Re: We need a Pandoc implementation in Scheme

Show/hide message thread

We need a Pandoc implementation in Scheme Lassi Kortela (12 Jun 2021 07:24 UTC)

Re: We need a Pandoc implementation in Scheme Amirouche Boubekki (21 Jun 2021 12:19 UTC)

Re: We need a Pandoc implementation in Scheme Lassi Kortela (28 Jun 2021 19:29 UTC)

Re: We need a Pandoc implementation in Scheme Duy Nguyen (29 Jun 2021 03:43 UTC)

Re: We need a Pandoc implementation in Scheme Arthur A. Gleckler (29 Jun 2021 04:36 UTC)

Re: We need a Pandoc implementation in Scheme Lassi Kortela (29 Jun 2021 09:18 UTC)

Re: We need a Pandoc implementation in Scheme Lassi Kortela 28 Jun 2021 19:29 UTC

Amirouche, sorry about the long delay in responding to this!
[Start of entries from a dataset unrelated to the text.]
PR #684, opened 2020-06-24
Create dependabot.yml

eegeeZA:
This basic config will (ironically) keep the internal NPM dependencies up-to-date. I have left out Docker as it's configured to always use the latest Node.

https://help.github.com/en/github/administering-a-repository/enabling-and-disabling-version-updates#enabling-github-dependabot-version-updates

### DIFF
--- a/.github/dependabot.yml
+++ b/.github/dependabot.yml
@@ -1,0 +1,6 @@
+version: 2
+updates:
+  - package-ecosystem: "npm"
+    directory: "/"
+    schedule:
+      interval: "daily"
--- a/.github/dependabot.yml
+++ b/.github/dependabot.yml
@@ -3,4 +3,4 @@ updates:
   - package-ecosystem: "npm"
     directory: "/"
     schedule:
-      interval: "daily"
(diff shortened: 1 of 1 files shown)


raineorshine:
Thanks for the proposal! Can you provide a justification for this? ncu's dependencies get updated whenever a new feature or bug is fixed. I haven't had any complaints about this, so it seems to be working for people. I'm not sure I see the value in getting notifications all the time about updates.

eegeeZA:
There may be times where bug fixes or development is unnecessary for a few months. During those times, it would be good to have an automated process create notifications for security updates and new features. The frequency of these checks can also be configured to weekly or monthly to suit your preferences, The pull requests can also be ignored as newer PRs will close the old ones.

stoically:
I'd really wish if there were a middle ground between "spamming PRs" (imho it's still spam if it happens once a month) and "you see exactly which dep upgrade might break things" (because CI runs for every update).

raineorshine:
I'd be okay with monthly.

Issue #707, opened 2020-07-29
Disable Strict-SSL not working


Lalem001:
- [x] I have searched for [similar issues](https://github.com/raineorshine/npm-check-updates/issues)
- [x] I am using the latest version of `npm-check-updates`
- [x] I am using `node >= 10.17`

---------------------------

## Steps to Reproduce
- Private Registry setup with self signed cert.
  - Yes I have seen other issues about this.
  - This issue is not about working with such certs, but ignoring them as follows.
- Set `strict-ssl = false` to npm's config (per [npm config docs](https://docs.npmjs.com/using-npm/config#strict-ssl) snake case is required)
- Attempt NCU

## Current Behavior
- NCU fails with `self signed certificate in certificate chain` as mentioned in other issues
- I have manually run the code listed in [npm.js#L15-24](https://github.com/raineorshine/npm-check-updates/blob/master/lib/package-managers/npm.js#L15-L24)
  - Parsed config passed to `pacote`, and subsequently `npm-registry-fetch`, has `strict-ssl: false`
  - `npm-registry-fetch` is expecting `strictSSL` not `strict-ssl`
  - Setting `strictSSL = true` in npm config, while invalid, stops the self signed error

## Expected Behavior
- NCU should correct npm config keys to match what `pacote` and `npm-registry-fetch` are expecting.
  - At least `strict-ssl` key converted to `strictSSL`

@raineorshine I can make a PR for this if you wish

Lalem001:
Just found that this is technically a regression of #528

raineorshine:
Thank you for identifying the problem!

> @raineorshine I can make a PR for this if you wish

This would be SO helpful! I have been unable to reproduce, and I know it is affecting many people.

raineorshine:
Fixed and published in `v7.0.3-alpha.1`.

PR #713, opened 2020-08-03
Convert npm config to pacote config

Lalem001:
Here is my first pass at resolving #707. 

Handles the following cases:
- Keys that are converted to camelCase
- `strict-ssl` -> `strictSSL`
- Parses `cafile` and sets result as `npmConfig.ca`
  - npm does this internally when it references the same config
  - `cafile` is not handled in pacote/npm-registry-fetch
  - caveat: if `ca` is specified AFTER `cafile`, `ca` will overwrite the parsed result (npm parses `cafile` last)

I did what I could to cross reference [npm config](https://docs.npmjs.com/misc/config), [pacote docs](https://www.npmjs.com/package/pacote), and [npm-registry-fetch](https://www.npmjs.com/package/npm-registry-fetch).  

> Note: Pacote does reference [cacache](https://github.com/npm/cacache) in its opts docs. I am not sure if it is relevant here.

### DIFF
--- a/lib/package-managers/npm.js
+++ b/lib/package-managers/npm.js
@@ -2,6 +2,7 @@
 
 const _ = require('lodash')
 const cint = require('cint')
+const fs = require('fs')
 const semver = require('semver')
 const spawn = require('spawn-please')
 const pacote = require('pacote')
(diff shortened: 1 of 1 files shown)


lib/package-managers/npm.js
```diff
@@ -10,16 +11,49 @@ const versionUtil = require('../version-util')
...
+    return { ca: output }
+  },
+  'fetch-retries': 'fetchRetries',
+  'fetch-retry-factor': 'fetchRetryFactor',
+  'fetch-retry-mintimeout': 'fetchRetryMintimeout',
+  'local-address': 'localAddress',
+  'prefer-offline': 'preferOffline',
+  'prefer-online': 'preferOnline',
+  'strict-ssl': 'strictSSL',
+  'user-agent': 'userAgent',
```
raineorshine, line 33: These appear to be a regular transformation to PascalCase. Can you use https://github.com/sindresorhus/camelcase to generalize this? Are there any false positives?

`strict-ssl` might be an exception since `SSL` is capitalized, but an exception for a single key is better than making every key explicit.

Lalem001: You have lodash in this file, and it has a `camelCase` method. I was thinking that using a precomputed value was more straight forward than having `_.camelCase` listed a bunch of times. And, yes, strict-ssl would be an exception.

raineorshine: Yes, we could use lodash.

The idea would be not to have multiple places where `_.camelCase` is used, but to abstract it so that `_.camelCase` only appears once in the code, inside [libnpmconfig.read().forEach](https://github.com/raineorshine/npm-check-updates/pull/713/files#diff-036fe149039aa46377f04ef192bfe426R39) where it will automatically be called on every key. Are there any false positives that would prevent us from doing that?

Lalem001: No false positives that I can see, but there is a false negative (maxsockets -> maxSockets) that I missed in the list before. I will adjust the PR.

Lalem001: Bah, I just remembered that there are extra values that `libnpmconfig` adds to the returned config. I will need to make sure those are not affected by simply camel casing all special case keys.

Lalem001:
For reference to the key that cannot be camel cased, [Using private packages in a CI/CD workflow](https://docs.npmjs.com/using-private-packages-in-a-ci-cd-workflow#create-and-check-in-a-project-specific-npmrc-file)

> //registry.npmjs.org/:_authToken=${NPM_TOKEN}

raineorshine:
Thank you!

Lalem001:
> Thank you!

Glad I could help ^_^

PR #723, opened 2020-08-18
Normalize CLI files

LitoMore:
### Changes

- Drop `npm-check-updates.js`
- Rename `ncu.js` to `cli.js`
- Update `bin` section in `package.json`

The `npm-check-updates.js` and `ncu.js` are the same, we can keep only one file in our source code.

BTW, `cli.js` is a better name for the package bin file, people can know this is an executable file from its name.


raineorshine:
Agreed! Thanks!

PR #736, opened 2020-09-22
make rimraf a production dependency

faustbrian:
Installation with yarn berry fails because rimraf is referenced in build files but it isn't included as a dependency in production builds.

```
Error: npm-check-updates tried to access rimraf, but it isn't declared in its dependencies; this makes the require call ambiguous and unsound.

Required package: rimraf (via "rimraf")
Required by: npm-check-updates@npm:9.0.1 (via /Users/brian/.yarn/berry/cache/npm-check-updates-npm-9.0.1-4c479406dd-2.zip/node_modules/npm-check-updates/lib/)
```

### DIFF
--- a/package.json
+++ b/package.json
@@ -65,6 +65,7 @@
     "prompts": "^2.3.2",
     "rc-config-loader": "^3.0.0",
     "remote-git-tags": "^3.0.0",
+    "rimraf": "^3.0.2",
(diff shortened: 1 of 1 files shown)


raineorshine:
Thanks!

raineorshine:
Published in `v9.0.2`.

>> A number of goals are converging on the general requirement that we need
>> a modular Pandoc (https://en.wikipedia.org/wiki/Pandoc) clone written in
>> portable Scheme.
>
> Why is it required or necessary?

Many of the web pages under Scheme.org are written using Markdown or
AsciiDoc. And if we want a documentation index/browser under Scheme.org,
we need to parse the manuals of Scheme implementations and libraries;
those are written in Texinfo, Scribble, and others.

It is prohibitively hard to do even simple transformations to that
content (e.g. styling it via CSS, and adding navigation elements to the
HTML page) if we call out to converter programs written in other
languages (since those converters do not output an S-expression
representation which is easy for us to process). It soon gets to the
point where the easiest solution is to have the necessary parsers in
Scheme libraries instead.

> About SXML tools, it seems clear to me that nowadays xpath hence
> sxpath is dead or will die. Most new blood rely on CSS selectors to
> query HTML (and XML afaik non-existent nowadays).

Good insight! I don't know much about CSS selectors (unless they are
similar to jQuery selectors); should look into it.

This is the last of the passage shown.